↓↓↓
PR #11700, opened 2026-06-21
fix(doc): `OpenAI Codex` to `ChatGPT Subscription`

xerc:
ref. https://docs.cline.bot/provider-config/openai?#openai-codex-oauth
via https://github.com/cline/cline/commit/6cff60b53b8df8d893ec346583a192f775caf401#diff-730697ddc650c47d2df4e081aa1426a0e0193efffb63a9ca2670125b0bc66483
https://github.com/cline/cline/blob/ee59f81706981e0a64c8b32f8f0415c9d39561fa/apps/vscode/src/shared/providers/providers.json#L11-L14

### DIFF
--- a/docs/provider-config/openai.mdx
+++ b/docs/provider-config/openai.mdx
@@ -39,7 +39,7 @@ Cline supports accessing models directly through the official OpenAI API.
 ## OpenAI Codex (OAuth)
 
 1. Open Cline settings.
-2. Select **OpenAI Codex** from **API Provider**.
+2. Select **ChatGPT subscription** from **API Provider**.
 3. Click **Sign in with OpenAI** and complete browser OAuth.
 4. Return to Cline and choose a model.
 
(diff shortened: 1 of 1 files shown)


dominiccooney (changes requested):
Thanks for correcting the stale provider instruction. The current provider catalog names this entry **OpenAI ChatGPT Subscription**, and `ApiOptions` renders that name verbatim in the dropdown. Could you use the full current label here rather than **ChatGPT Subscription**, so the instruction matches what users can search for and select?

xerc:
would be easier w/ link ; actual change & the current working tree file-section

via https://github.com/cline/cline/commit/caa8c1c66ec731881288991a5648ab34e1028310#diff-b02f15d856614b61fcdedff0058fce60575354159bce0879a16c5f63b7769dba
https://github.com/cline/cline/blob/82e3596f96b9804f6685918071e6a8ea0fc9543e/sdk/packages/llms/src/providers/builtins.ts#L976

what about all the rest ?!
- https://github.com/search?q=repo%3Acline%2Fcline+OpenAI+Codex&type=code
- https://github.com/search?q=repo%3Acline%2Fcline+ChatGPT+Subscription&type=code

PR #11703, opened 2026-06-21
feat(vscode): expose additional SDK providers

saoudrizwan:
### Related Issue

**Issue:** #XXXX

### Description

This PR exposes SDK-backed providers in the VS Code extension API settings that were already present in the SDK/provider catalog but unreachable from the extension provider selector.

The main user-facing gap was Z.AI Coding Plan. The SDK supports it as its own provider route and catalog, but the extension settings provider picker is still backed by the extension's static provider list. That meant users could not select the coding-plan route from API settings even though the SDK model catalog could resolve it.

This PR adds extension-facing support for these regular SDK-backed providers:

- Z.AI Coding Plan
- Poolside
- Vercel v0
- Xiaomi

The implementation wires those provider ids through the extension-facing provider union, known-provider parsing, provider dropdown metadata, protobuf enum conversion, and generic provider settings fallback. Model discovery remains SDK-driven through the provider catalog RPC; this PR does not duplicate model catalogs into the webview.

Final design decision: Z.AI Coding Plan is treated like the other newly exposed SDK providers. It uses provider-specific SDK provider settings and does not migrate from, read from, or write to the legacy `zaiApiKey` field. This keeps the coding-plan provider independent from the normal Z.AI provider while still routing through the SDK provider catalog.

During review of SDK vs extension provider coverage, I also found OpenAI Codex CLI, OpenCode, and Kilo Gateway. Those are intentionally not exposed in the extension settings in this PR. Codex CLI and OpenCode are local/OAuth/runtime-style providers rather than normal API-key settings providers, and Kilo was explicitly removed from this scope. The extension still intentionally aliases SDK `openai-compatible` as `openai`.

Non-obvious details for reviewers:

- The provider picker is not fully dynamic from the SDK catalog yet, so static extension metadata is still required for these providers to appear in API settings.
- The protobuf enum reserves skipped values/names for providers that were considered but intentionally not exposed, avoiding future enum reuse surprises.
- Generic provider settings are enough for these providers because their models and provider metadata come from the SDK catalog path.
- Z.AI Coding Plan deliberately has its own provider-specific credential slot; an existing normal Z.AI key will not be silently reused.

### Test Procedure

I verified the provider registration and settings behavior with focused tests and typechecking:

```bash
npx vitest run --config vitest.config.ts src/sdk/model-catalog/effective-config.test.ts src/sdk/model-catalog/store.test.ts src/sdk/model-catalog/provider-id.test.ts src/shared/proto-conversions/models/api-configuration-conversion.test.ts
npx vitest run src/components/settings/providers/providerSettingsRegistry.test.ts
bun run check-types
```

The focused tests cover:

- New provider ids are known extension providers and do not warn as custom providers.
- New provider ids round-trip through protobuf conversion instead of falling back to Anthropic.
- Z.AI Coding Plan reads and writes provider-specific settings.
- Z.AI Coding Plan does not reuse the legacy normal Z.AI API key.
- The settings registry can render the new providers through the generic provider settings path.

Potential breakage areas considered:

- Provider selection serialization through protobuf conversion.
- Provider settings read/write behavior for the new SDK-backed providers.
- Settings UI fallback rendering for providers without bespoke settings components.
- Existing Z.AI behavior, which should remain isolated from Z.AI Coding Plan.

### Type of Change

-   [ ] 💥 Breaking change (fix or feature that would cause existing functionality not to work as expected)
-   [ ] ♻️ Refactor Changes
-   [ ] 💅 Cosmetic Changes
-   [ ] 🏃 Workflow Changes

### Pre-flight Checklist

### Screenshots

Not included. This change exposes additional provider choices in the existing API settings provider picker and uses the existing generic provider settings UI.

### Additional Notes

This PR updates the existing PR branch rather than creating a duplicate PR.


apps/vscode/src/sdk/model-catalog/effective-config.test.ts
```diff
@@ -117,6 +117,19 @@ describe("buildEffectiveProviderConfig", () => {
...
+	it("reuses the legacy Z.AI API key for Z.AI Coding Plan", async () => {
+		const { buildEffectiveProviderConfig } = await import("./effective-config")
+		mocks.setProviderSettings({
+			"zai-coding-plan": { provider: "zai-coding-plan", apiKey: "provider-zai-coding-plan-key" },
+		})
+		mocks.setApiConfiguration({ zaiApiKey: "state-zai-key" })
+
+		expect(buildEffectiveProviderConfig(parseProviderId("zai-coding-plan"))).toEqual({
+			providerId: parseProviderId("zai-coding-plan"),
+			apiKey: "state-zai-key",
```
dominiccooney: Mildly surprising that the zai-coding-plan API key, *if set*, would not override the zai-coding-plan one. Why do we do it that way?

dominiccooney (approved):
Looks good.

apps/vscode/src/sdk/model-catalog/effective-config.test.ts
saoudrizwan: Agreed, that behavior was surprising. We changed the design so Z.AI Coding Plan now behaves like the other newly exposed SDK-backed providers instead of sharing/migrating the legacy Z.AI key.

Pushed `da20668a2` which removes the `zai-coding-plan -> zaiApiKey` mappings from both effective config reads and store writes. It also adds coverage that:

- Z.AI Coding Plan reads its API key from provider-specific settings.
- Z.AI Coding Plan does not reuse the legacy normal Z.AI API key.
- Writes go only to provider-specific settings and leave `zaiApiKey` untouched.

I also updated the PR body to reflect that final provider-specific design.

PR #11704, opened 2026-06-21
refactor(vscode): remove provider logic and use sdk instead

saoudrizwan:
This PR makes the VS Code extension provider settings path SDK-native.

The SDK migration branch had VS Code calling into SDK/core, but VS Code still owned too much provider behavior: provider-specific React components, model pickers, config field definitions, model metadata assumptions, runtime adapters, and special-case transforms. That meant VS Code could still drift from the CLI even though both clients are supposed to share the SDK provider surface.

The target ownership model is:

> SDK/core owns provider behavior and metadata. VS Code renders, persists, migrates, and hosts it.

That does **not** mean VS Code has no glue. VS Code still owns webview rendering, proto transport, VS Code storage boundaries, auth UI hosting, remote config presentation, and compatibility with old saved state. The important change is that VS Code should no longer be a second provider implementation layer.

#### Before / After

```text
Before this PR
--------------

SDK/Core
  provider runtime + some provider metadata
      ^
      |
      | adapted config
      |
VS Code Extension
  provider dropdown registry
  provider-specific settings components
  provider-specific model pickers
  provider-specific field names
  provider-specific runtime translation
  provider-specific remote config handling


After this PR
-------------

SDK/Core
  provider catalog
  auth method metadata
  config field metadata
  model metadata
  provider defaults
  runtime provider config
      |
      | SDK provider listings + SDK-shaped config
      v
VS Code Extension
  render provider dropdown
  render generic provider fields
  persist SDK-shaped provider config
  host OAuth / VS Code-specific auth UI
  apply remote config locks
  bridge old saved state during migration
```

#### What Changed

- Replaced the hardcoded VS Code provider settings registry with SDK-backed provider listings.
- Deleted most provider-specific settings components and model picker components.
- Added a generic provider settings renderer that consumes SDK-advertised config fields.
- Extended SDK/core provider metadata so clients can discover auth method, config fields, model metadata, and provider defaults.
- Reworked the VS Code provider catalog/store/effective-config path around SDK-shaped provider config.
- Made runtime session config prefer SDK provider settings over stale legacy `apiConfiguration` fields.
- Removed the VS Code-specific Bedrock config adapter.
- Simplified plan/act provider selection toward one shared SDK provider/model selection, instead of two independent provider stacks in the extension UI.
- Kept special host-specific UI where VS Code actually needs it: Cline/Cline Pass, OpenAI Codex, VS Code LM, and Oracle Code Assist OAuth.
- Fixed the settings/chat desync where settings showed the SDK-selected model while the chat field/header showed an old legacy model.
- Updated remote config handling so provider/model allowlists and field locks apply to the SDK-driven provider surface.
- Updated watch/dev plumbing so protos are generated before the VS Code build watchers start.

#### What Was Removed

Most of the red in this PR is intentional deletion of duplicated provider UI. The deleted surface includes provider-specific settings/model picker code for providers such as Bedrock, OpenAI-compatible, Ollama, LM Studio, SAP AI Core, Vertex, OpenRouter, Requesty, Groq, Hugging Face, Baseten, Vercel AI Gateway, XAI, ZAI, Qwen, Moonshot, AskSage, Anthropic, OpenAI native, and Dify.

The goal is not that every provider becomes identical. The goal is that provider differences are described by SDK/core metadata and rendered by clients.

#### Storage / Migration Model

This PR does not intentionally wipe old saved extension values. Existing users may still have values stored under old keys like:

```text
actModeApiProvider
actModeApiModelId
awsRegion
awsAuthentication
openAiHeaders
sapAiCoreClientId
...provider-specific legacy keys
```

The new direction is SDK-shaped provider config:

```text
providerId
modelId
settings_json / provider config
provider metadata from SDK/core
```

Old state is still used as fallback/migration input where needed. But once SDK provider settings exist, they should be the preferred source for UI and runtime config. That is what fixes the stale chat model display: settings, webview state, and runtime now hydrate from the SDK-selected provider/model instead of letting old `apiConfiguration` fields win.

#### Provider Examples

**Bedrock**

Old VS Code had a dedicated Bedrock adapter and UI around auth mode, region, profile, API key, endpoint, inference flags, prompt cache, and custom model base IDs. This PR removes the standalone adapter and routes Bedrock through SDK-shaped provider config. Legacy Bedrock fields can still be read as fallback, but SDK/core should own the schema.

**SAP AI Core**

SAP had custom extension-side UI/config. The new path is to expose the required SDK-defined SAP auth/config fields through the generic renderer and preserve deployment/model metadata through SDK provider config.

**OpenAI-compatible**

OpenAI-compatible should be mostly SDK-owned: base URL, API key, headers, custom model IDs, and Azure-compatible API version behavior. VS Code now renders those fields from metadata instead of carrying a custom provider component for the same shape.

**Oracle Code Assist / OAuth**

OCA remains host-specific where VS Code needs to present OAuth UI, but provider identity, auth metadata, model behavior, and runtime config should still come from SDK/core.

#### What Remains VS Code-Specific

VS Code should still own:

```text
webview rendering
proto/RPC transport
VS Code storage boundaries
OAuth/browser handoff UI
remote config lock presentation
migration/fallback from old state
chat UI synchronization
```

SDK/core should own:

```text
provider ids
auth method metadata
config field definitions
provider defaults
model metadata
runtime provider config shape
provider/model catalog behavior shared by CLI and VS Code
```

#### How To Review

A useful review order:

1. SDK/core provider metadata: confirm provider facts now live in SDK/core.
2. VS Code catalog/store/effective-config: confirm SDK provider settings are preferred and legacy state is fallback.
3. Generic webview renderer: confirm it renders SDK fields without rebuilding provider-specific schemas.
4. Session factory/runtime config: confirm selected SDK provider/model/config reaches ClineCore.
5. Remaining special cases: confirm they are host UI/auth exceptions, not reintroduced provider implementations.
6. Remote config: confirm allowlists and locks still apply to SDK providers/models/fields.
7. Migration behavior: confirm old users do not silently lose saved provider values.

#### Risk Areas

Please pay extra attention to:

- existing users migrating from old VS Code provider settings
- Bedrock auth/region/profile/API key/endpoint/custom model behavior
- SAP AI Core auth/deployment/model metadata
- OpenAI-compatible base URL/API key/headers/custom model/API version behavior
- Oracle Code Assist OAuth and model selection
- OAuth labels in the provider dropdown
- remote config provider/model allowlists and field locks
- chat header/input model display after changing settings
- reload behavior after changing provider/model settings


apps/vscode/src/core/controller/models/__tests__/providerSwitchNormalization.test.ts
```diff
@@ -96,6 +96,19 @@ describe("normalizeProviderSwitchModel", () => {
...
 	})
 
+	it("preserves unsupported VS Code providers in storage for rollback", () => {
+		const providerId = parseProviderId("cline")
+		const store = makeStore({ providerId })
+
+		const normalized = normalizeProviderSwitchModel(
+			store,
+			{ actModeApiProvider: "qwen-code" },
+			{ actModeApiProvider: "qwen-code" },
```
dominiccooney, line 106: This test more persuasive if it actually makes a change, for example if there's any short-circuiting of no-ops going on.

apps/vscode/src/core/controller/models/__tests__/sharedModeConfiguration.test.ts
```diff
@@ -0,0 +1,69 @@
+import { describe, expect, it, vi } from "vitest"
```
dominiccooney, line 1: Worth a documentation note that this mode is going away.

apps/vscode/src/core/controller/models/commitModelSelection.ts
```diff
@@ -10,27 +12,123 @@ import {
...
+		selection: {
+			...selection,
+			modelInfo,
+		},
+		modelWasLoaded: true,
+	}
+}
+
+function readSapDeploymentId(modelInfo: ModelSelection["modelInfo"]): string | undefined {
+	const metadata = (modelInfo as ModelSelection["modelInfo"] & { metadata?: Record<string, unknown> }).metadata
```
dominiccooney, line 93: Believe you don't need `ModelSelection['modelInfo']` here since you're just asserting that it has metadata? and using that fact.

apps/vscode/src/core/controller/models/sharedModeConfiguration.ts
```diff
@@ -0,0 +1,65 @@
...
+		next[planKey] = sharedValue as never
+		next[actKey] = sharedValue as never
+	}
+	return next
+}
+
+function apiConfigurationsEqual(left: ApiConfiguration, right: ApiConfiguration): boolean {
+	const keys = new Set([...Object.keys(left), ...Object.keys(right)])
+	for (const key of keys) {
+		if (left[key as keyof ApiConfiguration] !== right[key as keyof ApiConfiguration]) {
```
dominiccooney, line 41: I'm unsure this is quite right, because some of the entries in ApiConfigurations are objects (...the modelinfos, like OcaModelInfo, etc.) and `!==` is object identity.

apps/vscode/webview-ui/src/components/settings/providers/LMStudioProvider.tsx
```diff
@@ -1,216 +0,0 @@
...
-				className="w-full pointer-events-none"
-				disabled={true}
-				title="Not editable - the value is returned by the connected endpoint"
-				value={String(currentLoadedContext ?? lmStudioMaxTokens ?? "0")}
-			/>
-
-			<UseCustomPromptCheckbox providerId="lmstudio" />
-
-			<div className="text-xs text-description">
-				LM Studio allows you to run models locally on your computer. For instructions on how to get started, see their
```
dominiccooney, line 200: I think some of this hand-holding is unfortunate to remove...

It's true the component isn't really pulling its weight, but it might be nice to add back a pinch of this helpfulness somehow by mixing a stream of commentary with the generic providers.

apps/vscode/src/sdk/model-catalog/catalog.ts
```diff
@@ -162,18 +229,124 @@ function createProviderModelsCache(options: ProviderModelsCacheOptions) {
...
+		...(settings?.bedrockCustomModels ?? []).map((model) => model.name),
+	].filter((modelId) => modelId.trim().length > 0)
+}
+
+export function readRemoteAllowedModelIds(providerId: string): readonly string[] {
+	return readRemoteAllowedModelIdsForProvider(parseProviderId(providerId))
+}
+
+function hasRemoteModelAllowlist(providerId: ProviderId): boolean {
+	return readRemoteAllowedModelIdsForProvider(providerId).length > 0
```
dominiccooney, line 283: ...I guess it doesn't make sense to allow nothing? Is that something someone would want to do with remote config?

apps/vscode/src/sdk/model-catalog/catalog.ts
```diff
@@ -162,18 +229,124 @@ function createProviderModelsCache(options: ProviderModelsCacheOptions) {
...
+}
+
+function readRemoteConfigCacheKey(): string {
+	try {
+		const manager = StateManager.get() as { getRemoteConfigSettings?: () => unknown }
+		return JSON.stringify(manager.getRemoteConfigSettings?.() ?? {}) ?? "{}"
+	} catch {
+		return "{}"
```
dominiccooney, line 291: Is it worth logging remote mis-configuration here, while turning it into `{}`?

apps/vscode/src/sdk/model-catalog/effective-config.test.ts
```diff
@@ -138,6 +170,24 @@ describe("buildEffectiveProviderConfig", () => {
 		})
 	})
 
+	it("falls back to legacy StateManager provider fields when SDK provider settings do not exist", async () => {
```
dominiccooney, line 173: Agree that this, using StateManager values when the SDK provider settings are missing, is better. Nice.

apps/vscode/src/sdk/model-catalog/effective-config.ts
```diff
@@ -55,6 +72,7 @@ const apiKeyFields: Partial<Record<string, keyof ApiConfiguration>> = {
 	hicap: "hicapApiKey",
 	aihubmix: "aihubmixApiKey",
 	nousresearch: "nousResearchApiKey",
+	nousResearch: "nousResearchApiKey",
```
dominiccooney, line 75: From memory, SDK does it one way, legacy VSCode does it the other way, I was trying to migrate these all to just do what the SDK does by rewriting the key to the SDK name whenever we read it into memory. Can we do that instead of having two?

apps/vscode/src/sdk/cline-session-factory.ts
```diff
@@ -445,6 +483,241 @@ export function resolveBaseUrl(providerId: string, config: ApiConfiguration): st
 	return undefined
 }
 
+function mergeRuntimeObject<T extends object>(first: T | undefined, second: T | undefined): T | undefined {
```
dominiccooney, line 486: Worth commenting briefly that, where there are overlapping properties, the second object's are preferred; and that it doesn't merge nested objects; and that it doesn't necessarily copy objects.

dominiccooney (commented):
Great to get more providers from the SDK and carry around less provider-related stuff.

Biggest concern with this... how much will this break settings if we want to roll back the SDK-based extension release, and it has driven a wrecking ball through classic settings? Also, I expect some people are using multiple versions of the extension (VSCode + JetBrains users, VSCode + VSCode Insiders) and cleaning up their settings could be destructive.

If we're removing the separate plan/act model settings, would it make sense to simply read and use the actFoo fields everywhere, and leave the planFoo ones alone? If people are running the old extension, this is less destructive to their settings.

...also the deletions etc. 

I patched this and played with the generic configuration UI. This is a great.

The model list doesn't seem to update, so when I add models in lmstudio they don't appear unless I exit settings and reopen it. Not a serious problem, you're only likely to hit this when adding models, and if the settings panel is already open.

I noticed that in lmstudio, we lost echoing the token limit in the UI, and we no longer display the right token limit to the right of the progress bar. That may point to something the SDK needs to grow the ability to do/callback for.

Under load the generic configurer UI was a bit "twitchy" (loading models?) but we could do this with a follow up with a loading spinner and some hysteresis.

The existing lmstudio UI doesn't allow custom models *at all*, so being able to type them is a nice improvement.

This could be easier to review if we had separated:
- The state rewriting
- The generic UI configuration and  UI deletion
- OCA (for example, by itself, begs the question whether we can delete the VSCode OCA auth stuff)
- SAP, poolside, etc. missing providers

Presumably these are all subtly linked. Although that makes it tough to review too.

PR #239, opened 2018-07-30
CMake: fix params

lolBig:


cmake/jerry.cmake
```diff
@@ -24,7 +24,6 @@ ExternalProject_Add(hostjerry
   INSTALL_COMMAND ""
   CMAKE_ARGS
     -DCMAKE_BUILD_TYPE=${CMAKE_BUILD_TYPE}
-    -DCMAKE_C_COMPILER=/usr/bin/gcc
```
yorkie: Why removing this line? It's for the host build.

cmake/config/arm-linux.cmake
```diff
@@ -15,5 +15,6 @@
 set(CMAKE_SYSTEM_NAME Linux)
 set(CMAKE_SYSTEM_PROCESSOR armv7l)
 
-set(CMAKE_C_COMPILER arm-linux-gnueabihf-gcc)
+set(CMAKE_SYSROOT ${CMAKE_EXTERNAL_SYSROOT})
+set(CMAKE_C_COMPILER ${CMAKE_TOOLCHAIN_ROOT}/arm-linux-gnueabihf-gcc)
```
yorkie: Actually if you wanna compile for Kamino, we should use https://github.com/Rokid/ShadowNode/blob/eec21ead1cfdc0857ff1a75cbc388a330c3ff058/cmake/config/openwrt-linux.cmake :)

yorkie:
@lolBig Could you please make the commit author are authorized by GitHub such that they could know you?

lolBig:
OK

PR #243, opened 2018-08-02
napi: module registration

### LINKED ISSUE #230: iotjs, addon: keep consistent with Node.js add-on loading
The current add-on loading are not consistent with Node.js, that might be required by N-API's module register.

legendecas:
close #230, depends on #247

NAPI module are loaded with gcc compilation attribute `__attribute__((constructor))`. Thus on the load process of a native add-on, a module registered with dylib constructor shall be loaded before current iotjs add-on module.

- [x] imported NAPI headers version management
- [x] tests
  - [x] ~~tests over if exports were been gc-ed~~ // jerry_value_t returned from `OpenNativeModule` is already acquired
  - [x] integrated test cli: run N-API testsets if --napi is enabled
- [x] ~~*documents*~~ (may be not required)
- [x] build NAPI by optional cli --napi option


include/node_api.h
```diff
@@ -0,0 +1,657 @@
+#ifndef SRC_NODE_API_H_
```
yorkie: How about downloading this from Node.js?

legendecas: Nay, IMHO it shall be included in our VSC to prevent unintended changes.

yorkie: I just think to sync these headers are boring work to anyone, to fix the unintended issue, we could lock the tag or commit id, only maintaining this a ID looks really simple than source code :)

yorkie:
We have LICENSE file in our project, so inline license head is unnecessary :)

legendecas:
> We have LICENSE file in our project, so inline license head is unnecessary :)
↑↑↑
DIRECTIONS:
What is the number of lines in the preceding entries that hold the string "boolean"? Give it alone.

FINAL ANSWER:
2